▶ _Your objective_
This task calls for copying each line below that contains "worst".

▶ _Supplied material_
PR #386, opened 2024-06-16
Update Buf & Temporal dep versions + other "go mod tidy" cleanups

daabr:
No functional change in AK, but:

- New Temporal SDK (ENG-820) - includes Miki's https://github.com/temporalio/sdk-go/pull/1452 (follow-up in separate PR)
- Many proto & test changes due to newly-working Buf validation checks in messages and services (which were silently violated until now)
- Removed usage of `shortuuid` (replaced with a TypeID without a prefix)
- Replaced direct usage of YAML v2 parsing with v3

Follow-up in separate PRs:
- ENG-1024
- ENG-1026
- ENG-1027


proto/autokitteh/sessions/v1/session.proto
```diff
@@ -36,7 +36,7 @@ message SessionState {
       (buf.validate.field).map.keys.string.min_len = 1,
       (buf.validate.field).map.values.required = true
     ];
-    values.v1.Value return_value = 3 [(buf.validate.field).required = true];
+    values.v1.Value return_value = 3;
```
ig-ra, line 39: return value not required?

proto/autokitteh/sessions/v1/svc.proto
```diff
@@ -36,18 +36,13 @@ message ListRequest {
...
 
-  // TODO: Pagination.
   // TODO: FieldMask.
 
-  int32 page_size = 20 [(buf.validate.field).cel = {
-    id: "session.list.page_size",
-    message: "Must be between 10 and 100",
-    expression: "this >= 10 && this <= 100"
-  }];
+  int32 page_size = 20; // Invalid values are fixed by the gRPC service.
```
ig-ra: could u please elaborate when/where/how it fixed?

proto/autokitteh/triggers/v1/trigger.proto
```diff
@@ -11,7 +11,7 @@ message Trigger {
   string name = 2;
   string connection_id = 3;
   string env_id = 4; // if empty, applies to all envs.
-  string event_type = 5 [(buf.validate.field).string.min_len = 1];
+  string event_type = 5;
```
ig-ra, line 14: are there triggers with empty event_type?

proto/autokitteh/values/v1/values.proto
```diff
@@ -82,11 +82,11 @@ message Function {
   // executor identifies who owns the execution of the function.
   // essentially, where the function is defined. that entity
   // is responsible of the execution of the function.
-  string executor_id = 1 [(buf.validate.field).string.min_len = 1];
+  string executor_id = 1;
```
ig-ra, line 85: allowed empty?

ig-ra:
Daniel, I suggest for the next time to split such a big PRs covering too many issues.
For example, (i)removing short uuid, (ii)switching to yaml v3 and (iii) using new temporal should be IMO in separate PRs

tests/system/testdata/deployments/state.txtar
```diff
@@ -37,14 +37,16 @@ project:
   triggers:
     - name: http_get_short
       connection: my_connection
-      call: program.star:on_http_get_short
+      event_type: get
```
ig-ra, line 40: is there a way to define unite event, e.g. for both GET and POST?

web/github/connect/index.go
```diff
@@ -15,9 +17,10 @@ var index string
 var tmpl = template.Must(template.New("index").Parse(index))
 
 func ServeHTTP(w http.ResponseWriter, r *http.Request) {
+	random := kittehs.Must1(typeid.WithPrefix(""))
 	data := map[string]string{
 		"address": os.Getenv("WEBHOOK_ADDRESS"),
-		"path":    shortuuid.New(),
+		"path":    random.String(),
```
ig-ra, line 27: is there any additional security consideration here? will random be enough? seed?

ig-ra (changes requested):

proto/autokitteh/sessions/v1/session.proto
daabr: Yes, sessions logs are broken with this check.

proto/autokitteh/sessions/v1/svc.proto
daabr: https://github.com/autokitteh/autokitteh/blob/main/internal/backend/sessionsgrpcsvc/svc.go

Changed the comment to be more specific.

proto/autokitteh/triggers/v1/trigger.proto
daabr: Yes, the convention according to Itay is that either "event_type" or "filter" is required - see the new checks in `svc.proto`.

FYI, the CLI (ak trigger create) requires "event_type" or "filter" or "data" (because the scheduler requires only "data" and automatically sets "event_type").

proto/autokitteh/values/v1/values.proto
daabr: Yes, multiple places create values without a xid and without a desc - according to Itay that's ok and shouldn't change, so the check is outdated.

tests/system/testdata/deployments/state.txtar
daabr: Not in `event_type` - you can either use:
1. Two triggers pointing to the same `call` function
2. Single trigger with a `filter` that accepts both event types

web/github/connect/index.go
daabr: Good question. Added comment.

proto/autokitteh/sessions/v1/session.proto
ig-ra: should session log return value?

proto/autokitteh/sessions/v1/svc.proto
ig-ra: could u plz add TODO in sessionsgrpcsvc to remove magic values to some config/consts?

tests/system/testdata/deployments/state.txtar
ig-ra: so, if I want trigger to be triggered on GET I need to use `event_type`, and if I want it to be triggered on both Get and POST I need to use filter?

proto/autokitteh/sessions/v1/session.proto
daabr: I'll let @itayd decide on that and follow-up in a separate PR (keep? deprecate field? delete field?).

proto/autokitteh/sessions/v1/svc.proto
daabr: Configurability: services are always the deciders when it comes to pagination, based on our understanding of performance. This is not a setting that users should be able to control, so they're always hard-coded and not configurable.

As for consts - that's a good idea, but beyond the scope of this PR. I opened this ticket: https://linear.app/autokitteh/issue/ENG-1033/improvements-in-pagination-in-grpc-services

tests/system/testdata/deployments/state.txtar
daabr: Yes. You can also say that you can always use a filter, but if you want to avoid "complicated" CEL syntax you can use event_type.

proto/autokitteh/sessions/v1/session.proto
itayd: this is odd - this should always be specified. @daabr can you reporoduce?

itayd (approved):

proto/autokitteh/sessions/v1/session.proto
daabr: @itayd yes - if you add this check back, the system test `connections/var.txtar` and the sessions test `activity_global.txtar` both fail with the same problem related to getting session logs.

See this commit's GitHub action failures as an example: https://github.com/autokitteh/autokitteh/actions/runs/9539935684/job/26290934987

ig-ra (approved):

proto/autokitteh/sessions/v1/session.proto
itayd: please create a ticket as a bug on me for this

daabr: https://linear.app/autokitteh/issue/ENG-1040/session-state-return-value-proto-validation-check

PR #388, opened 2024-06-17
ENG-1027: Redirect Temporal dev server log to file instead of stdout/stderr

daabr:
Redo of #282, after #386


internal/backend/temporalclient/client.go
```diff
@@ -31,6 +35,7 @@ type impl struct {
 	z      *zap.Logger
 	cfg    *Config
 	srv    *testsuite.DevServer
+	log    *os.File
```
itayd: logFile?

internal/backend/temporalclient/client.go
```diff
@@ -76,11 +81,19 @@ func New(cfg *Config, z *zap.Logger) (Client, error) {
...
 }
 
-func (c *impl) startDevServer(ctx context.Context, cfg *Config, opts client.Options) error {
-	cfg.DevServer.ClientOptions = &opts
-
+func (c *impl) startDevServer(ctx context.Context) error {
 	var err error
-	if c.srv, err = testsuite.StartDevServer(ctx, cfg.DevServer); err != nil {
+	logPath := path.Join(xdg.DataHomeDir(), "temporal_dev.log")
+	c.log, err = os.OpenFile(logPath, os.O_CREATE|os.O_WRONLY|os.O_APPEND, 0o644)
```
itayd: this can accumulate pretty quickly, i would drop the append.

itayd (commented):
I was thinking we can just keep sending to stderr, but when the server goes down, close it for temporal.

@tebeka ?

internal/backend/temporalclient/client.go
daabr: Done

internal/backend/temporalclient/client.go
daabr: I thought `O_WRONLY` forces truncation anyway, but you're right, so dropping `O_APPEND`.

See verification here: https://goplay.tools/snippet/lKfAXSidc97

daabr:
> I was thinking we can just keep sending to stderr, but when the server goes down, close it for temporal.

I don't think that would work? The whole point of this change is to hide stdout and stderr instead of spamming the user's terminal with Temporal errors - which is at its worst when AK shuts down.

itayd:
> > I was thinking we can just keep sending to stderr, but when the server goes down, close it for temporal.
> 
> I don't think that would work? The whole point of this change is to hide stdout and stderr instead of spamming the user's terminal with Temporal errors - which is at its worst when AK shuts down.

Yeah but we might not want to make ALL errors disappear, just those that happen when we close down the server. Anyhow, no biggy.

itayd (approved):

internal/backend/temporalclient/client.go
```diff
@@ -76,11 +81,19 @@ func New(cfg *Config, z *zap.Logger) (Client, error) {
...
 }
 
-func (c *impl) startDevServer(ctx context.Context, cfg *Config, opts client.Options) error {
-	cfg.DevServer.ClientOptions = &opts
-
+func (c *impl) startDevServer(ctx context.Context) error {
 	var err error
-	if c.srv, err = testsuite.StartDevServer(ctx, cfg.DevServer); err != nil {
+	logPath := path.Join(xdg.DataHomeDir(), "temporal_dev.log")
+	c.logFile, err = os.OpenFile(logPath, os.O_CREATE|os.O_WRONLY, 0o644)
```
tebeka, line 87: You are overwriting the log file every time, is this intentional?
Also, why not use `os.Create`?

tebeka (approved):

internal/backend/temporalclient/client.go
daabr: Intentional: yes, (1) to keep the file small over time, (2) the logs of previous runs are rarely useful

Why not `os.Create`: to specify file permissions (644 = `rw-r--r--`) instead of the default (666 = `rw-rw-rw-`)

PR #393, opened 2024-06-18
[ENG-983] Create a list of functions/modules that should not become an activity

tebeka:


runtimes/pythonrt/ak_runner/deterministic.py
```diff
@@ -0,0 +1,113 @@
...
+import datetime
+
+
+def is_determinstic(fn):
+    """Return True if fn (callable) can run outside of activity."""
+    return fn in functions or fn.__module__ in modules
+
+
+# Modules are represented as strings func.__module__ is a string
+modules = {
```
daabr, line 18: Allow-list vs. deny-list question: would it be simpler to assume that most builtins are deterministic and exclude known/suspected exceptions, or not? I'm asking because "Common enough to be included" seems too subjective/controversial.

i.e.

```
stdlib_modules = frozenset({m for m in sys.stdlib_module_names if not m.startswith("_")})
modules = stdlib_modules - frozenset({
    ...
})
```

**Update:** I just saw your response in Linear about preferring an allow-list - that's fine. But in that case, I'd ask to add these modules:

types
typing
unittest
uuid
xml
zipfile
zoneinfo

runtimes/pythonrt/ak_runner/deterministic.py
```diff
@@ -0,0 +1,113 @@
+"""List of functions/modules that are deterministic should not run as activities."""
```
daabr:
```suggestion
"""List of functions/modules that are deterministic and should not run as activities."""
```

daabr (approved):

runtimes/pythonrt/ak_runner/deterministic.py
tebeka: I've added types, typing,  xml, zipfile and zoneinfo.

Others:
- unittest is problematic (especially the main function). And IMO most developers don't use code from unittest in their code - what do you want from there?
- uuid is not determinstic
- I've added zoneinfo, but you might get different results if the zone db changes. IMO it's OK

daabr: I already approved the PR, because this list is a suggestion and not a strong requirement, so this is fine, but just to respond:

* `unittest` - I want people to have a clear and familiar way to unit-test their code, so as long as it works that's fine; I see [you already use it](https://github.com/autokitteh/samples/pull/84/files#diff-cc0fd32bb3d003d46c443c67953575c8d1124293552175b91ef784791fc77dce), but I'd like to know more about the user experience, anyway not a high priority
* `UUID` - I see, I agree with you; I'll check if we need to handle it with function granularity or not, like datetime
* `zoneinfo` - ack, I agree

PR #395, opened 2024-06-19
[ENG-1042] Support class definition in user code

tebeka:


daabr (approved):
The motivation for ENG-1042 was empty classes - and this PR fixes that issue, so approving. But that raises a question: do we also support regular/static/class methods defined inside classes?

▶ _Answer to this problem_
I don't think that would work? The whole point of this change is to hide stdout and stderr instead of spamming the user's terminal with Temporal errors - which is at its worst when AK shuts down.
> I don't think that would work? The whole point of this change is to hide stdout and stderr instead of spamming the user's terminal with Temporal errors - which is at its worst when AK shuts down.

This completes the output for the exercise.